9. Richard Foote - January 4, 2008

Hi Neil

Thanks for the feedback. I dedicate the blog to all the Paranoid Androids out there ;)

10. Richard Foote - January 5, 2008

Hi Greg

I’ve now updated the demo yet again by making the table somewhat larger to highlight the differences in costs a larger table may have with all this to to show how a histogram would have been useful in dealing with an outlier value by creating a histogram manually at the end.

Thanks again for picking up the weakness with the original demo.

11. martin W - January 5, 2008

Hi Richard,

I am not a big fan of this new behaviour either. Oracle’s implementation seems sub-optimal and it is turned on by default when you go to V10 (though I think ‘strongly encouraging’ regular stats collection generally is a positive step forward).
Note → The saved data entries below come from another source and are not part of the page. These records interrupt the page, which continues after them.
PR #683, opened 2025-02-05
Orderable vitae packs in cargo

K4rlox:
## About The Pull Request

image
vitae packs can now be ordered in cargo, same way and price as blood packs

## Why It's Good For The Game

previously, the only way to get vitae packs was to get it thru several places they are MAPPED IN
and when they were out, you couldnt get more

now you can buy them, similar to blood packs

## Changelog

:cl:
add: added elder blood pack subtype because people were mapping them in previously
add: elder vitae pack in cargo
add: vitae pack in cargo
/:cl:

### DIFF
--- a/code/modules/wod13/cargo.dm
+++ b/code/modules/wod13/cargo.dm
@@ -38,6 +38,20 @@
 	contains = list(/obj/item/drinkable_bloodpack/elite, /obj/item/drinkable_bloodpack/elite, /obj/item/drinkable_bloodpack/elite, /obj/item/drinkable_bloodpack/elite, /obj/item/drinkable_bloodpack/elite)
 	crate_name = "blood crate"
 
+/datum/supply_pack/vampire/vitaepack
+	name = "Vitae Pack"
+	desc = "Contains 5 vitae packs."
+	cost = 100
+	contains = list(/obj/item/drinkable_bloodpack/vitae, /obj/item/drinkable_bloodpack/vitae, /obj/item/drinkable_bloodpack/vitae, /obj/item/drinkable_bloodpack/vitae, /obj/item/drinkable_bloodpack/vitae)
+	crate_name = "vitae crate"
+
+/datum/supply_pack/vampire/vitaepack_elder
+	name = "Elder Vitae Pack"
+	desc = "Contains 5 elder vitae packs."
+	cost = 300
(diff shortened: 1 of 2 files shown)


AllCorruptingWyrm:
no.

theXDkidoflol:
i forget but can't you get these by using the blood harvesting things in the clinic on a vampire

K4rlox:
> Should be incredibly expensive or not a thing at all. BP is already an excessively common resource and entire gameplay systems are largely circumvented by vampires just sucking down an effectively infinite supply of blood packs every round. Make people actually have to put fangs in necks.

heres a easy response: when you code it

this is a pr to add vitae packs and not removing blood packs, please refer this idea to suggestions channel in the discord

so that your suggestion doesnt hit a wall where nobody will take it

XanderDox:
This would lead to horrific balancing issues that already exist with the rich kindred buying 20 orders of elite blood.

No matter how expensive this is, people will make enough to mass purchase it and that will ruin the bloodpoint balance across the board.

As well, it implies there is a Vitae factory out there harvesting Kindred or Revenants en masse for Vitae, which is not blood but the literal soul stuff of vampires. Vitae is also meant to expire shortly after leaving the body, I don't think it would reasonable survive shipping.

Miraviel (changes requested):
Personally, I'd say no to this PR, I think we need way less source of bagged blood, both mapped in and orderable - vampires should be more responsible with their blood and not be infinite murder machines. The current ones priced at $300 are already an issue. This contributes to it.

But I'll leave it open for other maintainers to look at it too

hex37:
Vitae packs in general are not super lore friendly and I think they should be removed. Independent ghouls shouldn't get a free pass to avoid having to negotiate for a sippy. Figuring that shit out is the whole point of being an indpendent ghoul. I think it shouldn't be a thing.

wgtjunior743:
i would say that vitae is not that bad but Elder Vitae would create a very big issue, very low price for a very op blood bag that always get meta rushed 5 mins into the game for the lucky person to get, it will drag out any fight and give an unfair advantage against werewolves or kueijin for such a op blood bag also it makes no sense that ELDER blood out of all things would be sold in BULK like paint and with such a low price.

K4rlox:
> Personally, I'd say no to this PR, I think we need way fewer sources of bagged blood, both mapped in and orderable - vampires should be more responsible with their blood and not be infinite murder machines. The current ones priced at $300 are already an issue. This contributes to it.
> 
> But I'll leave it open for other maintainers to look at it too

i think you pressed the wrong button?
you requested changes...?

Metekillot:
Too gamey, too against the theme, creeps into the territory of blood alchemy that should be a way for independent ghouls or cannibalistic vampires to get vitae packs. However, if you want to make things a little less arcade-y, make the blood pack factories be unusable on NPCs.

Histogram stats and large numbers of partitions can also lead to your SYSTEM tablespace increasing in size under V10 also. This can lead to your SYSTEM tablespace suddenly increasing from the usual 1/2GB or so to a couple of GB. I’ll need to be back in the office to qualify this with a couple of references though.
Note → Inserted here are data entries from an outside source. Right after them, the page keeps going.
PR #685, opened 2025-02-05
Adds Fire Suppression to Church

XanderDox:
## About The Pull Request

Adds Fire Suppression to the Church.
image

## Why It's Good For The Game

The Church is regularly set on fire, causing the priest to lose their entire building and base almost every other round. This won't stop the building from burning entirely, and committed people will still be able to wreck it if they want to, but this should help priests and their church last a little longer.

The issue seems to be that, with the new default behaviour under 10 of gathering histogram stats where Oracle decides it is sensible, all partitions now get far more histogram data. Each time a partition is DBMS_STATS.GATHER’d (ensured by the nightly/weekend DBMS_STATS_PROC_JOB when the object becomes stale) the old stats are stored away so you can return to them.

Lots of partitions, lots of column histograms, lots of stats gathering as the table grows…It creates a lot of data. The increase of SYSTEM tablespace may catch you out, but so can anything looking at the historgram stats on tables with lots of partitions. I’ve not yet dug into the actual impact on the system of all this data but it makes my hand-cut scripts to look at histogram stats run very slowly :-(.

It does become less of a problem as you get beyond a month past migrating to ten as Oracle trims the stored stats gathering information but it is something worth knowing about if you are migrating a large system with many, many partitions to V10.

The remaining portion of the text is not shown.